* WORK TASK
For each line below that contains the word "lost", return that line.

Records drawn from a dataset
####################
PR #356, opened 2020-01-23
Add deprecation note for Title Card Set paragraph type

amaisano:
#### Summary of changes
**Asana Ticket:** No ticket.

Follow on to mbta/cms#321

This paragraph type is being retained for historical purposes (which is why we're not pulling it), but it is no longer used in any current CMS content (and can no longer be added via the CMS). Use Descriptive Links and MultiColumn layout instead.

Also note that this struct is being hard coded at the bottom of news pages in Elixir land, but that is the only remaining artifact.

### DIFF
--- a/apps/cms/lib/partial/paragraph/title_card_set.ex
+++ b/apps/cms/lib/partial/paragraph/title_card_set.ex
@@ -1,5 +1,6 @@
 defmodule CMS.Partial.Paragraph.TitleCardSet do
   @moduledoc """
+  DEPRECATED. Use %DescriptiveLink{} structs inside %Column{} structs instead.
   Represents a collection of Title Cards in the CMS
   """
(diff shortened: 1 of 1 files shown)


digitalcora:
> This paragraph type is being retained for historical purposes (which is why we're not pulling it), but it is no longer used in any current CMS content (and can no longer be added via the CMS). Use Descriptive Links and MultiColumn layout instead.

Can we put this full explanation in the moduledoc? Otherwise looks fine, of course, not sure what's going on with CI but you shouldn't treat that as a blocker for merge.

digitalcora:
btw, I think Semaphore supports the "standard" of adding `[ci skip]` to the body of the commit message in order to skip the build for that commit. Useful in cases where we only change documentation 🙂

PR #357, opened 2020-01-23
Line diagram predictions

digitalcora:
**Asana ticket:** [Line Diagram | Show live predictions](https://app.asana.com/0/385363666817452/1155489101061691/f)

**Also resolves:** [🐞 Ferry showing scheduled trips as "realtime"](https://app.asana.com/0/385363666817452/1152119852318081/f)

There are some small refactorings sprinkled in here as separate commits, so I'd suggest reviewing them individually rather than the whole changeset 🙂

Notes for @ingridpierre:

* The refresh interval is currently set to 15 seconds, which is the same as most other places we do live data (in some places it's 30 seconds). I think this is a decent balance between being up-to-date and not sucking battery on mobile, but not sure if you had a specific interval in mind.

* Currently if there's an issue fetching the live data (e.g. the user's network drops out), we retain and continue to display whatever data we had previously. Should we clear the live info in this case, so as not to be misleading? Should we have an "error" state that retains the info but displays it differently? If so, what should that look like?

* I set the prediction text to not wrap, which I think normally is what we want, but when the full "Headsign • Train • Track • Status" is present for CR it can really squish the connection icons, or even overflow the stop card on small screens or with long headsigns. Should we allow a split here? (maybe Headsign goes on its own line and everything else on a new line?)

* For ferry lines, Zeroheight says we should show the next scheduled departure, but Katrina indicated [in this bug ticket](https://app.asana.com/0/385363666817452/1152119852318081/f) that we should not show schedules here at all (I assume because, as with commuter rail, a trip could be cancelled and then the "departure" would be misleading). Is that correct or should we show the scheduled time?


apps/predictions/lib/repo.ex
```diff
@@ -1,12 +1,13 @@
...
+  @moduledoc "Repo for V3 API Prediction resources."
   use RepoCache, ttl: :timer.seconds(10), ttl_check: :timer.seconds(2)
   require Logger
   alias Predictions.Parser
   alias Stops.Stop
 
   @default_params [
     "fields[prediction]":
-      "track,status,departure_time,arrival_time,direction_id,schedule_relationship,stop_sequence",
+      "status,departure_time,arrival_time,direction_id,schedule_relationship,stop_sequence",
```
thecristen: Why did you remove the track here (and only here?)?

apps/site/assets/ts/schedule/components/line-diagram/StopPredictions.tsx
```diff
@@ -0,0 +1,62 @@
+import React from "react";
+import { Headsign, Route } from "../../../__v3api";
+import {
+  timeForCommuterRail,
+  statusForCommuterRail
+} from "../../../helpers/prediction-helpers";
+
+interface Props {
+  headsigns: Headsign[];
+  route: Route | null;
```
thecristen: Since this is only used to determine whether the route is a commuter rail route or not, would it make more sense to have a boolean prop like `isCommuterRail` here instead?

apps/site/assets/ts/schedule/__tests__/SingleStopTest.tsx
```diff
@@ -0,0 +1,172 @@
...
+        color="000"
+        isOrigin={false}
+        isDestination={false}
+        liveData={crLiveData}
+      />
+    );
+
+    expect(wrapper.debug()).toMatchSnapshot();
+  });
+});
```
thecristen: Can we add some tests here to check whether the `.m-schedule-diagram__prediction` text matches an expectation?

apps/site/lib/site_web/controllers/schedule/line_api.ex
```diff
@@ -38,28 +36,45 @@ defmodule SiteWeb.ScheduleController.LineApi do
...
   def update_route_stop_data({data, %RouteStop{id: stop_id} = map}, alerts, date) do
     %{
-      alerts: alerts |> Stop.match(stop_id) |> json_safe_alerts(date),
+      alerts: alerts |> AlertsStop.match(stop_id) |> json_safe_alerts(date),
       route_stop: RouteStop.to_json_safe(map),
       stop_data: Enum.map(data, fn {key, value} -> %{branch: key, type: value} end)
     }
   end
+
+  @spec get_line_data(Route.id_t(), 0 | 1, Route.branch_name(), boolean()) :: [
```
thecristen: May as well use the `direction_id` type here too

apps/predictions/lib/repo.ex
digitalcora: It's explained in the commit dedicated to it: https://github.com/mbta/dotcom/pull/357/commits/20b6dd759160b819e87c229a0e290870e3d57e4f

`track` is not a field that exists on Prediction resources in the API. It may have existed in an earlier version of the API, or maybe someone just got confused by our custom data types which do have a "track" attached directly to predictions. In any case, requesting a nonexistent field from the API still works — it was just unnecessary, and potentially confusing for future readers of the code.

apps/site/assets/ts/schedule/components/line-diagram/StopPredictions.tsx
digitalcora: Maybe. The `if (route.type === 2)` logic does have to live somewhere — do you think it should be at the point where the `StopPredictions` component is invoked?

apps/site/assets/ts/schedule/__tests__/SingleStopTest.tsx
digitalcora: I considered it, but technically this _is_ such an expectation — the snapshot contains all text rendered by the component, and would fail if the text changed. Maybe this is too much of a "scattershot" approach, though? What's your own feeling on when to write a snapshot test vs. standard assertions?

ingridpierre:
Looks like I was overly ambitious about what fits on a line. Seems like div.m-schedule-diagram__predictions needs to move down to its own row instead of sharing width with the connection icons.

**CURRENT:**
image
**DESIRED:**
image

ingridpierre:
Also, we may want to check on super long headsign routes like the 435 and see what we can do to help the wrapping situation, even when the predictions do get their own rows.
image

ingridpierre:
Noticed what some might find to see as a regression (comparing old line diagram predictions to new), looks like we used to be able to show a little extra info about CR shuttle buses. They come through the timetable and the line diagram as "BXXXX" trains (B=shuttle bus). But on this branch they no longer get picked up for display.

image

timetable reference:
image

ingridpierre:
Interesting! Seeing some additional predictions here in your pr compared to the one in prod. Not complaining, just curious about the difference - potentially demo-able improvement as well. Note that the missing predictions are because of shuttling, but your branch accurately shows that we are providing service starting at Harvard.

image

Apart from the comments above, the rest of the functionality in this PR looks great to me. The polling speed seemed fine, though if we are very concerned it would be good to try it on dev green on some older mobile phones on Monday in the office.

digitalcora:
@ingridpierre 

> Noticed what some might find to see as a regression (comparing old line diagram predictions to new), looks like we used to be able to show a little extra info about CR shuttle buses. They come through the timetable and the line diagram as "BXXXX" trains (B=shuttle bus). But on this branch they no longer get picked up for display.

Without looking, I can say this is almost certainly because the shuttle buses are only part of the schedule data and not the predictions, and in this branch we are only showing prediction data (as per our earlier conversation).

ingridpierre:
@digitalcora For bullet four, do not show scheduled or predicted times at all, for the reasons you described (we don't want to show trip info for something that is cancelled but won't also update). I've made a note to update the documentation to reflect that later today.

ingridpierre:
@digitalcora Still talking with the signs folks about conventions for bullet #2, sounds like they're still coming up with fallbacks of their own. As I'm mulling it over with them, does the website know its own connection state? You suggested an error state is possible so I'm assuming we can detect a lost connection.

digitalcora:
> does the website know its own connection state? You suggested an error state is possible so I'm assuming we can detect a lost connection.

We know whether the last polling request was successful or not, which _could_ represent an issue on our end but in most cases would indicate a problem with the user's connection.

digitalcora:
> ETA: There may be time thresholds to consider, so that we don't over-announce data issues on a mostly stable but intermittently shaky connection. Besides knowing connected state, is having a threshold for holding a stale prediction possible?

On a device that is consistently _connected_ in some sense but has a poor-quality connection, we'd likely never see the error state, as browsers will wait a long time (at least 30 seconds) before giving up on a request. If the device is fully disconnected, the waiting doesn't happen and the request fails immediately. So it depends what kind of "shaky" you'd like to account for.

digitalcora:
@ingridpierre The new styles are on this branch if you'd like to check them out. I think the only other design item that's unresolved is this discussion about the error state, if we're going to include that in this PR (I think it could be a separate task that doesn't block the release of the new diagram, though). Let me know if there's something else I'm missing!

ingridpierre:
Hm the stop icons are broken locally for me, this is what i'm seeing as output. Should I try again?
image

ingridpierre:
- Stop icons (the little white circles on the line diagram) are still missing/broken on dev green.

- Really love the style changes, lines are wrapping where they ought to - everything is nicely visually balanced. Much improved.

**Lastly, up to you if you want to declare this as separate work:**
For the error/lost connection, let's keep the "stale" predictions if we had them on screen but style them in a faded "grey color'. This is similar to the style we default to on TNM when a prediction is not available for an active bus or subway route. This very minor visual difference is consistent with how Transit app shows our predictions as well with a lost connection. Until the screens/CTD design team lands on some rules/fallbacks for these states, this will help us keep it moving for this pr.
image

image

apps/site/assets/ts/schedule/__tests__/SingleStopTest.tsx
thecristen: The snapshots don't necessarily validate that your text rendering logic works in the way you expect, but it's up to you! Looks like the coverage checker is happy, anyhow.

apps/site/assets/ts/schedule/components/line-diagram/StopPredictions.tsx
thecristen: Yes.

digitalcora:
> Stop icons (the little white circles on the line diagram) are still missing/broken on dev green.

I've fixed this, it was an oversight when I refactored some CSS.

> Lastly, up to you if you want to declare this as separate work:

I think it should be separate work =) Mostly because I'd like to discuss the design a bit as I think the data situation here on the line diagram is a bit different from those other places you mentioned.

PR #361, opened 2020-01-28
Add conditional display of schedule note to modal

thecristen:
#### Summary of changes
**Asana Ticket:** [Schedule Finder | Show schedule note instead of trips for subway](https://app.asana.com/0/385363666817452/1156654983519748/f)

If there is a schedule note present, which should happen on subway lines, the schedule note will display in place of the service picker + daily schedules listing.

image

It's mostly the same code from #354 so I'm hopeful review will be easy!

### DIFF
--- a/apps/site/assets/css/_schedule-page.scss
+++ b/apps/site/assets/css/_schedule-page.scss
@@ -58,6 +58,19 @@
   padding: $base-spacing * 2 $base-spacing;
 }
 
+.m-schedule-page__schedule-notes--modal {
+  margin-top: $base-spacing;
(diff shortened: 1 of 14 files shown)


digitalcora:
@phildarnowsky Can you take this review? Not sure if I'll have some free time today with trying to wrap up the vehicle tracking work.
####################
* REPLY
@digitalcora Still talking with the signs folks about conventions for bullet #2, sounds like they're still coming up with fallbacks of their own. As I'm mulling it over with them, does the website know its own connection state? You suggested an error state is possible so I'm assuming we can detect a lost connection.
> does the website know its own connection state? You suggested an error state is possible so I'm assuming we can detect a lost connection.
For the error/lost connection, let's keep the "stale" predictions if we had them on screen but style them in a faded "grey color'. This is similar to the style we default to on TNM when a prediction is not available for an active bus or subway route. This very minor visual difference is consistent with how Transit app shows our predictions as well with a lost connection. Until the screens/CTD design team lands on some rules/fallbacks for these states, this will help us keep it moving for this pr.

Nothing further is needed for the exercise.